Friday, March 21, 2014

Japanese Budget Airline Under Fire From Critics For Retro-Style Stewardess Uniforms

And now for some aviation news out of the Pacific Rim that doesn't involve a Malaysian Boeing 777-200 that's gone walkabout.

A Japanese labor union has lashed out at budget carrier Skymark for introducing a retro-style flight attendant's uniform that prominently features miniskirts.

The new uniform consists of a short, fitted Sixties’ style minidress in royal blue, accessorised with large yellow neck bows, small hats, sheer tights and heels.

Criticisms were led by the Japan Federation of Cabin Attendants, which issued a statement opposing the length of the new dresses and questioning the budget airline’s motivation behind such a move.

Highlighting its concern that the uniform could invite sexual harassment, it read: “We’re concerned that the design of this uniform may cause problems.

“The airline is saying the uniform is meant to attract more customers, but this shows the company is treating women like a commodity.”

Fears of passengers leering at cabin attendant’s legs or even taking pictures up their skirts with a mobile phone were among a string of concerns posted in comments onto the union’s website.

On a practical level, there were queries as to how the staff would be able to fulfill their duties, such as bending over, serving food and reaching above their heads while wearing such short skirts.

However, the airline countered that the uniforms were meant to promote the arrival of new Airbus 330s to the company's fleet and were primarily intended for promotional appearances more than in-flight service. A spokesman for Skymark said that the uniform would be voluntary [Having actually flown on an Asian flag carrier, I can tell you that the hiring preferences for stewardesses tends toward attractive, unmarried women under the age of 30].

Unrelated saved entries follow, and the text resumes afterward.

PR #14670, opened 2024-10-11
Remove the support for `Cargo.toml` of the cargo-script

Rustin170506:

ref https://github.com/rust-lang/cargo/issues/12207#issuecomment-2358818671

I had a discussion with @epage two weeks ago, and we decided to defer this feature and remove it now. The reason is that we couldn't always resolve the symbolic link that breaks some use cases, and the use cases of `cargo Cargo.toml` may be rare.

The unit test has been removed.

### Additional information

r? @epage

### DIFF
--- a/src/bin/cargo/commands/run.rs
+++ b/src/bin/cargo/commands/run.rs
@@ -90,9 +90,7 @@ pub fn exec(gctx: &mut GlobalContext, args: &ArgMatches) -> CliResult {
 /// See also `util/toml/mod.rs`s `is_embedded`
 pub fn is_manifest_command(arg: &str) -> bool {
     let path = Path::new(arg);
-    1 < path.components().count()
-        || path.extension() == Some(OsStr::new("rs"))
-        || path.file_name() == Some(OsStr::new("Cargo.toml"))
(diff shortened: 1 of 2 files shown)


epage:
> The reason is that we couldn't always resolve the symbolic link that breaks some use cases

We can't resolve symlinks for all manifests immediately on load as some people do weird trickery with templated `Cargo.toml` files where symlinks exist to point to the generated version of them.  Resolving the symlinks could change `target-dir` and other areas.  I'm not making any statement on whether this is meant to be officially supported workflow but likely not worth investigating.

That means we'd have to resolve the symlink only for determining how to parse the manifest.  The downside to that is a symlink to a `Cargo.toml` with a `#!` in it won't reuse your package's `target-dir`.

epage:
@bors r+

Thanks!

Qix-:
It's been kind of hard to track the changes to `cargo -Zscript` - does this mean that manifests currently do not work and thus dependencies cannot be specified in cargo scripts at the moment? Can't find any updated examples that work for pulling in dependencies.

epage:
Documentation is at https://doc.rust-lang.org/nightly/cargo/reference/unstable.html#script

This only removed support for `cargo Cargo.toml`

PR #14671, opened 2024-10-11
Add future-incompat warning against keywords in cfgs and add raw-idents

Urgau:

This PR tries to address this thread https://github.com/rust-lang/cargo/pull/14649#discussion_r1790468829 in #14649 regarding `cfg(true)`/`cfg(false)` (and keywords more generally) which are wrongly accepted[^1] as ident.

To address this, this PR does two things:
 1. it introduce a future-incompatibility warning against those (wrongly) accepted keywords as ident
 2. it add parsing for raw-idents (`r#true`) add suggest-it in the warning

This PR should be reviewed commit-by-commit.
Tests are included in preliminary commits. 

### Additional information

I added a new struct for representing `Ident`s which is rawness aware.
Which implied updating `cargo-platform` to `0.2.0` due to the API changes.

r? @epage

[^1]: https://play.rust-lang.org/?version=stable&mode=debug&edition=2021&gist=ccfb9c894dbf14e791c8ae7e4798efd0

### DIFF
--- a/crates/cargo-platform/src/cfg.rs
+++ b/crates/cargo-platform/src/cfg.rs
@@ -31,6 +31,14 @@ enum Token<'a> {
     String(&'a str),
 }
 
+/// The list of keywords.
+///
+/// We should consider all the keywords, but some are conditional on
+/// the edition so for now we just consider true/false.
+///
+/// <https://doc.rust-lang.org/reference/keywords.html>
+pub(crate) const KEYWORDS: &[&str; 2] = &["true", "false"];
+
 #[derive(Clone)]
 struct Tokenizer<'a> {
     s: iter::Peekable<str::CharIndices<'a>>,
--- a/crates/cargo-platform/src/cfg.rs
+++ b/crates/cargo-platform/src/cfg.rs
@@ -1,5 +1,6 @@
 use crate::error::{ParseError, ParseErrorKind::*};
 use std::fmt;
+use std::hash::{Hash, Hasher};
 use std::iter;
 use std::str::{self, FromStr};
 
@@ -16,16 +17,28 @@ pub enum CfgExpr {
 #[derive(Eq, PartialEq, Hash, Ord, PartialOrd, Clone, Debug)]
 pub enum Cfg {
     /// A named cfg value, like `unix`.
-    Name(String),
+    Name(Ident),
     /// A key/value cfg pair, like `target_os = "linux"`.
-    KeyPair(String, String),
+    KeyPair(Ident, String),
+}
+
+/// A identifier
+#[derive(Eq, Ord, PartialOrd, Clone, Debug)]
+pub struct Ident {
+    /// The identifier
+    pub name: String,
+    /// Is this a raw ident: `r#async`
+    ///
+    /// It's mainly used for display and doesn't take
+    /// part in the hash or equality (`foo` == `r#foo`).
+    pub raw: bool,
 }
 
 #[derive(PartialEq)]
 enum Token<'a> {
     LeftParen,
     RightParen,
-    Ident(&'a str),
+    Ident(bool, &'a str),
     Comma,
     Equals,
     String(&'a str),
@@ -47,6 +60,45 @@ struct Tokenizer<'a> {
 
 struct Parser<'a> {
     t: Tokenizer<'a>,
+}
+
+impl Ident {
+    pub fn as_str(&self) -> &str {
+        &self.name
+    }
+}
+
+impl Hash for Ident {
+    fn hash<H: Hasher>(&self, state: &mut H) {
+        self.name.hash(state);
+    }
+}
+
+impl PartialEq<str> for Ident {
+    fn eq(&self, other: &str) -> bool {
+        self.name == other
+    }
+}
+
+impl PartialEq<&str> for Ident {
+    fn eq(&self, other: &&str) -> bool {
+        self.name == *other
+    }
+}
+
+impl PartialEq<Ident> for Ident {
+    fn eq(&self, other: &Ident) -> bool {
+        self.name == other.name
+    }
+}
+
+impl fmt::Display for Ident {
+    fn fmt(&self, f: &mut fmt::Formatter<'_>) -> fmt::Result {
+        if self.raw {
+            f.write_str("r#")?;
+        }
+        f.write_str(&*self.name)
+    }
 }
 
 impl FromStr for Cfg {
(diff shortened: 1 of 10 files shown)


tests/testsuite/cfg.rs
```diff
@@ -550,9 +550,26 @@ fn cfg_keywords() {
 
     p.cargo("check")
         .with_stderr_data(str![[r#"
+[WARNING] [[ROOT]/foo/Cargo.toml] future-incompatibility: `cfg(async)` is deprecated as `async` is a keyword and not an identifier and should not have have been accepted in this position.
```
epage, line 641: Rustc makes this conditioned on the edition

Compare
https://play.rust-lang.org/?version=stable&mode=debug&edition=2021&gist=3e7b39ec2db740f36b54d9fd0e93eaaa
with
https://play.rust-lang.org/?version=stable&mode=debug&edition=2015&gist=8e0ec47ce0d8c34e642dbcdc5abf622c

We can make this dependent on the edition for `Cargo.toml` but not `.cargo/config.toml`.  We'll need to figure out how we want to handle this

epage: One solution is to make this only relevant for `true` / `false` which is what I had scoped my comments to in https://github.com/rust-lang/cargo/pull/14649#discussion_r1790468829

Urgau: I noticed that to *(and forgot to mentioned it, my bad)*. Idk how Cargo should handle edition keywords.

However I don't think we should only do it for `true`/`false`, the other ones are wrong (even if some are not only wrong in some peculiar way), it would inconsistent to allow some and warn on the others.

My stance on the PR is to consider then independently of their "edition"-ness, which could be reversed by excluding any edition keyword until we figure out how to handle them (which would only remove a few of them and keep the vast majority).

tests/testsuite/cfg.rs
```diff
@@ -543,12 +543,12 @@ fn cfg_raw_idents() {
         .build();
 
     p.cargo("check")
-        .with_status(101)
         .with_stderr_data(str![[r#"
-[ERROR] failed to parse manifest at `[ROOT]/foo/Cargo.toml`
-
-Caused by:
-  failed to parse `any(r#fn, r#all, r#target_os = "<>")` as a cfg expression: unexpected character `#` in cfg, expected parens, a comma, an identifier, or a string
+[WARNING] [[ROOT]/foo/Cargo.toml] future-incompatibility: `cfg(r#fn)` is deprecated as `r#fn` is a keyword and not an identifier and should not have have been accepted in this position.
```
epage: Are raw identifiers like this meant to warn?

epage: nm future commit handles it

tests/testsuite/cfg.rs
epage: The conversation on this was specifically scoped to "we shouldn't break people now for `true` / `false`"

If nothing else, expanding the scope beyond that will mire this in decisions that need to be made vs a simple sign off.

tests/testsuite/cfg.rs
Urgau: No, certainly not, it's the point of raw-ident to well be ident and not keywords, it's a bug, I will fix it.

tests/testsuite/cfg.rs
Urgau: I'm not in a rush.

I think it would be better to handle all of them in one go, but if you specifically only want to handle `true`/`false` I can separate the others keywords and do a follow up PR with them.

epage: I'd prefer it if we split these conversations up.

Urgau: I've restricted the set of keywords we warn on to only true/false.

crates/cargo-platform/src/cfg.rs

While the uniforms are reminiscent of the golden age of jet travel, Skymark Airlines is pretty new itself. Founded in late 1996 after Japan de-regulated their domestic airline industry, Skymark began regular service in 1998 with a fleet of Boeing 767s and 737s. The larger, widebody 767s were retired by 2009 and initiated leases on seven Airbus A330s- the first of which arrived in January of this year. Currently Skymark competes with the domestic arms of JAL and All Nippon Airways as well as a number of commuter and regional airlines.